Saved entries
▬▬▬▬▬▬▬▬▬▬

PR #333, opened 2025-02-13
Modify publish actions so publishing happens upon releases

kroenlein:
This modifies both publish actions so that they only run when we manually trigger a release.

This also homogenizes the various actions so that dependencies between the various actions are consistent.


mVenetos97 (approved):
Lgtm

PR #334, opened 2025-02-13
Drop 3.8 support to resole dependabot alert

kroenlein:
https://github.com/CitrineInformatics/lolo/security/dependabot/1

Support for 3.8 required potentially depending on a vulnerable version of scikit-learn.


mVenetos97 (approved):
Looks good to me

PR #335, opened 2025-02-15
Rework Python tests to use pytest, enforce coverage

kroenlein:
This PR is primarily focused on improving tests on lolopy.  It should include no changes to functionality.

Note that coverage is skipped on recursive calls to `_make_learners` when there are user-defined learners present.  It was not clear how to exercise those routes.

* Migrate tests to use pytest, allowing for monkeypatching, and numpy.testing where appropriate
* Rename version.py to __version__.py, per standard as not a user-facing module
* Combine deploy actions into one script
* Update testing to require 100 % coverage for Python files
* Change `__get_state__` in `BaseLoloLearner` to always copy the state dictionary, as the result returned from latest sklearn uses a tied dictionary, so deleting gateway corrupted the object.  Also change the del to a pop so, removing the need for a try / except block.
* Add `__init__` to `BaseLoloClassifier` so that n_classes is not initialized outside of an `__init__` method
* Add testing for pickling and migrate testing for json serialization to use a temporary directory
* Migrate file handling from `os` to `pathlib`


mVenetos97 (approved):
LGTM

PR #336, opened 2025-02-17
Fix pickling for learners

### LINKED ISSUE #313: How to save the fitted RandomForestRegressor model?
How can I save a lolopy model?"

I tried to train a model like this:
```
from lolopy.learners import RandomForestRegressor
model = RandomForestRegressor()
model.fit(X, Y)
```
After that, I attempted to save the model using:
```
joblib.dump(model, "./model.pkl")
```
But, it didn't work with the following error:
```
AttributeError: 'RandomForestRegressor' object has no attribute 'gateway'
```

Thank you for sharing your great program.

WardLT:
Addresses two issues:

- Make a copy of the state dict so editing the state dict doesn't affect the underlying object
- A missing key is a "KeyError" not an "AttributeError"

Fixes #313

### DIFF
--- a/python/lolopy/learners.py
+++ b/python/lolopy/learners.py
@@ -48,14 +48,14 @@ class BaseLoloLearner(BaseEstimator, metaclass=ABCMeta):
     def __getstate__(self):
         # Get the current state
         try:
-            state = super(BaseLoloLearner, self).__getstate__()
+            state = super(BaseLoloLearner, self).__getstate__().copy()
         except AttributeError:
             state = self.__dict__.copy()
 
         # Delete the gateway data
         try:
             del state['gateway']
-        except AttributeError:
+        except KeyError:
             pass
 
         # If there is a model set, replace it with the JVM copy
--- a/python/lolopy/learners.py
+++ b/python/lolopy/learners.py
@@ -47,16 +47,10 @@ class BaseLoloLearner(BaseEstimator, metaclass=ABCMeta):
         
     def __getstate__(self):
         # Get the current state
-        try:
-            state = super(BaseLoloLearner, self).__getstate__().copy()
-        except AttributeError:
-            state = self.__dict__.copy()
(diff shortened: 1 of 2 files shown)


kroenlein:
@WardLT Hi Logan.  Looks like you and I noticed the same problem around the same time.  Buried inside #335, you might notice I made similar edits to python/lolopy/learners.py.  Do you know of the scenario that requires catching the AttributeError after invoking `super.__getstate__`?  It looks like the changes made to SKLearn that broke all this removed that risk.

And FYI, `pop` allows key removal from a dictionary without risking an exception, so swapping the del to a pop obviates the need for a try-catch.

WardLT:
Hello Ken!

> Do you know of the scenario that requires catching the AttributeError after invoking super.__getstate__? 

I've never seen this idiom before, and it seems like it's borrowed from [the sklearn `__getstate__` method's logic to avoid problems with multiple inheritance](https://github.com/scikit-learn/scikit-learn/pull/8324)

I think it'd be save to remove the try/catch block because we don't have any multiple inheritance in this part of lolopy.

> And FYI, pop allows key removal from a dictionary without risking an exception, so swapping the del to a pop obviates the need for a try-catch.

I'll go ahead and do that.

WardLT:
Also, I missed that you had already fixed this issue in #335! Hilarious timing that I happened to run into it at the same time.

Feel free to close my PR if it is indeed duplicative.

kroenlein:
I'll chalk it up to people finally waking up from their winter slumber and running `pip install -U`.  I'll be pushing a new release shortly, so PyPI will have pickling support again.  Let us know if you spot any other issues!

FYI: for the check version test that was failing, we have a script that verifies that the new version in lolopy/__version__.py is larger than the previous one.  A bump on patch is enough to satisfy it.

kroenlein:
Duplicate of #335

PR #516, opened 2023-01-19
Flags can be frozen by v8::Initialize. Set flags first

maparent:
Again needed by later v8 versions.


JerrySievert:
see note on #515.

JerrySievert:
thanks, going to close since I implemented this on a newer non-committed version of plv8.

after some other changes are done (external to plv8) I'll push the changes to a new branch.

PR #517, opened 2023-01-24
Update a list of older plv8 versions

donsergioq:


JerrySievert:
awesome, thank you!

would you do me a quick favor (since you already have the PR open) and fill in the blanks between 2.3.10 and 2.3.15 in the main upgrade script?  it would be much appreciated.  might as well fix them all while we're here.

JerrySievert:
thanks much!

PR #519, opened 2023-02-19
Add configs patching into Makefiles

donsergioq:


JerrySievert:
do you have any existing patches that should be added?

JerrySievert:
this looks good, thanks @donsergioq!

▬▬▬▬▬▬▬▬▬▬

* [Problem to solve]: Lines that hold the word "actions" are the ones to copy from the entries above.

* [Response area]:
Modify publish actions so publishing happens upon releases
This modifies both publish actions so that they only run when we manually trigger a release.
This also homogenizes the various actions so that dependencies between the various actions are consistent.
* Combine deploy actions into one script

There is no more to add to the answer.